By doing so, you will find that many additional defects and/or assembly errors are introduced along the way, which either add additional load, compromise the lubrication, or both. Assembly by construction and/or maintenance often results in unnecessary looseness; overtightened bearings; bearing housing and shaft fit and tolerances that are just flat-out wrong (e.g., too tight or too loose); wrong length keys; pipe strain; incorrect placement of components on shafts, like belt sheaves not being as close to the bearing housing as possible; wrong lubricants; components not balanced to Grade G1.0, like impellers; missing or wrong coupling bolts; and many others. All of these factors, of course, add load and increase vibration, which eventually and often dramatically shortens the bearing life and, just as often, requires a lot of excess energy to drive the machine until failure.
Real-Life Example
Here is a real-life example that illustrates how defect elimination and precision installs and rebuilds can enhance bearing life.
On a pump reliability improvement project, the company couldn’t run a high criticality pump for six weeks between scheduled outages. In no particular order, the following problems were found:
DEFECT 1: The mechanics said they achieved precision alignment specs and soft foot was also checked and eliminated. Upon a careful recheck, both were found to be untrue. Realigning and eliminating soft foot resulted in a significant reduction in overall vibration, as well as a three percent reduction in electrical power usage.
DEFECT 2: Thrust bearings were being installed incorrectly, leaving the bearings with no preload and excess axial movement. This could have easily destroyed the impeller and/or wear plate, at a minimum. Fortunately, this was found and eliminated as the rebuilt power end was double-checked before installation.
DEFECT 3: The impeller, factory balanced at G1.0, was cut to a reduced diameter for the particular service pump specs and not rebalanced.
DEFECT 4: With pumps in this area running hot, some “rocket scientist” decided to increase the viscosity of the oil from 68 to 150 and, at the same time, with bearings running 180 to 200 degrees F, add cooling water spraying on the outside of the cast iron bearing housings, thus reducing the diameter further and the bearing clearance even more.
DEFECT 5: Several original equipment manufacturer (OEM) spare shafts were checked, including the one used in the rebuild, and were found to exceed the fit and tolerance dimensions from both the pump manufacturer and the bearing manufacturer at the bearing fit surface on the shaft.
DEFECT 6: The pump running a mechanical seal was found to have a shaft 0.002 undersized where the sleeve fits the shaft and the identification of the sleeve from a third-party supplier was found to be 0.003” too large, resulting in a sleeve to shaft fit of 0.005 total looseness.
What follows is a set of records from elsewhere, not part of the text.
PR #2058, opened 2022-12-18
fix(github/actions): AUR update

itsmeow:
For some reason this refuses to redirect/proxy from the old URL on my side so I'm just going to change it here. I made some server changes that broke some of my webserver stuff, sorry about that.

### DIFF
--- a/.github/workflows/build.yml
+++ b/.github/workflows/build.yml
@@ -92,7 +92,7 @@ jobs:
     name: Trigger Homebrew/AUR Release
     needs: release
     steps:
-      - name: Update Homebrew/AUR
+      - name: Update AUR package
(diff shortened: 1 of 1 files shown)


.github/workflows/build.yml
```diff
@@ -95,5 +95,5 @@ jobs:
       - name: Update Homebrew/AUR
```
theRealPadster, line 95:
```suggestion
      - name: Update AUR package
```
Since we're going to do the homebrew one with a separate action.

theRealPadster (changes requested):

ririxidev (approved):

theRealPadster (approved):

PR #2075, opened 2022-12-29
fix(lyrics-plus): copy converted Japanese lyrics

kyrie25:
lol
image


ririxidev (approved):

afonsojramos (approved):

afonsojramos (changes requested):
I think we could extract this code to a function to remove its duplication, no?

kyrie25:
> I think we could extract this code to a function to remove its duplication, no?

Yeah I suppose so, will look into it later.

afonsojramos (approved):

PR #2082, opened 2023-01-03
fix(spicetifyWrapper):  use optional chaining

CharlieS1103:


CharlieS1103:
Note, this still doesn't fix the issue with libraryX, there's a react minified error as well.

kyrie25:
This is supposed to throw an error to notify that there is a very crucial problem with the regex or mappings lol, also React would still throw an error on null element regardless.

kyrie25:
> Note, this still doesn't fix the issue with libraryX, there's a react minified error as well. 

This still works on `1.2.2` for me

PR #2085, opened 2023-01-06
chore: ignore spicetify binaries

vegerot:
(gitignore) ignore spicetify-cli executable

Summary: Ignore the `spicetify-cli` executable generated from `go build` on Unix

Test Plan: N/A

---
Stack created with [Sapling](https://sapling-scm.com). Best reviewed with [ReviewStack](https://reviewstack.dev/spicetify/spicetify-cli/pull/2085).
* __->__ #2085

### DIFF
--- a/.gitignore
+++ b/.gitignore
@@ -1,5 +1,7 @@
 # Executables
 bin/
+spicetify-cli
+spicetify
 *.exe
 
 # MacOS


CharlieS1103:
> I don't exactly see the point in this PR. This is not, and never has been, a prevalent issue.
> If you don't want to commit the executable you can choose not to stage it.

I mean, that might be true but isn't the purpose of gitignore literally exactly for stuff like this, that no one will ever want to commit so you may as well make it easier for them to do so. Your point is that it's easy to not commit, but that doesn't mean this PR shouldn't be accepted just to make it clear to newer devs that they shouldn't commit it and such.

kyrie25:
> Your point is that it's easy to not commit, but that doesn't mean this PR shouldn't be accepted just to make it clear to newer devs that they shouldn't commit it and such.

Again, this has never been an issue, and we have no shortage of new contributors over the months to prove that.
If you're really wanting to stick it to the new devs then at least make it follow the guides you wrote for them.

.gitignore
```diff
@@ -1,5 +1,6 @@
 # Executables
 bin/
+spicetify-cli
```
kyrie25, line 3:
```suggestion
spicetify
```
image

kyrie25 (dismissed):

CharlieS1103:
What do you mean?? All I'm saying is that your argument is that it's never been an issue but it doesn't mean that making things more convenient and clear, albeit slightly, is a bad thing. There's simply no good reason not to accept this pull request, and a few solid ones to.

.gitignore
ririxidev: add both instances then...

```suggestion
spicetify-cli
spicetify
```

CharlieS1103: Maybe we can have it ignore both, as either one of them could be what's generated depending on whether someone read through the instructions or not

CharlieS1103: Ririxi got to it first lol

kyrie25:
> What do you mean?? All I'm saying is that your argument is that it's never been an issue but it doesn't mean that making things more convenient and clear, albeit slightly, is a bad thing.

Can you point me to exactly I said this was a bad change?
My argument was that it is a pointless change directing at a non-issue.

CharlieS1103 (approved):
Looks all good to me

vegerot:
@CharlieS1103 I don't have permission to merge this

ririxidev:
Resolve conflicts

vegerot:
> Resolve conflicts

done!

PR #2086, opened 2023-01-06
docs(devtools): add macOS instructions

vegerot:
(docs) Add macOS instructions for enable-devtools

### DIFF
--- a/spicetify.go
+++ b/spicetify.go
@@ -285,7 +285,7 @@ restore             Restore Spotify to original state.
 clear               Clear current backup files.
 
 enable-devtools     Enable Spotify's developer tools.
-                    Hit Ctrl + Shift + I in the client to start using.
+                    Hit Ctrl + Shift + I (Windows) or Cmd + Option + I (macOS) in the client to start using.
 
 watch               Enter watch mode.
                     On default, update CSS on color.ini or user.css's changes.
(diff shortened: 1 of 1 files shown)


CharlieS1103 (approved):
Seems good to me

theRealPadster (changes requested):
If you're specifying each OS, then you need to mention Linux as well. I'd recommend just saying "ctrl/cmd + shift + I"

vegerot:
> If you're specifying each OS, then you need to mention Linux as well. I'd recommend just saying "ctrl/cmd + shift + I"

but it's not shift, it's option (alt)

`ctrl/cmd + shift/option + I` sounds weird xD

theRealPadster:
> but it's not shift, it's option (alt)
> 
> `ctrl/cmd + shift/option + I` sounds weird xD

Ahh that's why I could never get the shortcut to work on macos 😂 then I'd just add a "/Linux" to your "(Windows)"

spicetify.go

And they wonder why they can’t make mechanical seals run between outages!
DEFECT 7: At 3,600 rpm on a 2-foot diameter shaft, they were using a set screw coupling rather than a shrink fit.
DEFECT 8: The same coupling was running out 0.012”. Subsequent checks revealed it bored off center in a 3 jaw chuck, which every real machinist knows is the wrong way to do it!
DEFECT 9: Using a noted pipe strain acceptance test, both the discharge piping and the suction piping (which failed, of course) were causing the cast iron rotating power end and stainless casing to distort, putting the bearing housings out of alignment with each other.
You cannot make this stuff up! These are common problems seen all the time when doing a deep dive into a failure. If it were not so criminal, it would be funny.
The Solution
If maintenance management would just realize the value of eliminating these defects AHEAD of starting and running rotating equipment, not only would uptime improve, but they would not have to spend so much time and money inspecting, doing vibration checks, infrared, oil analysis and, not to mention, the countless unnecessary replacements.
All of these are great and necessary tools, but they simply help you mitigate failure by hopefully scheduling an expensive and highly repetitive failure to avoid unscheduled downtime only.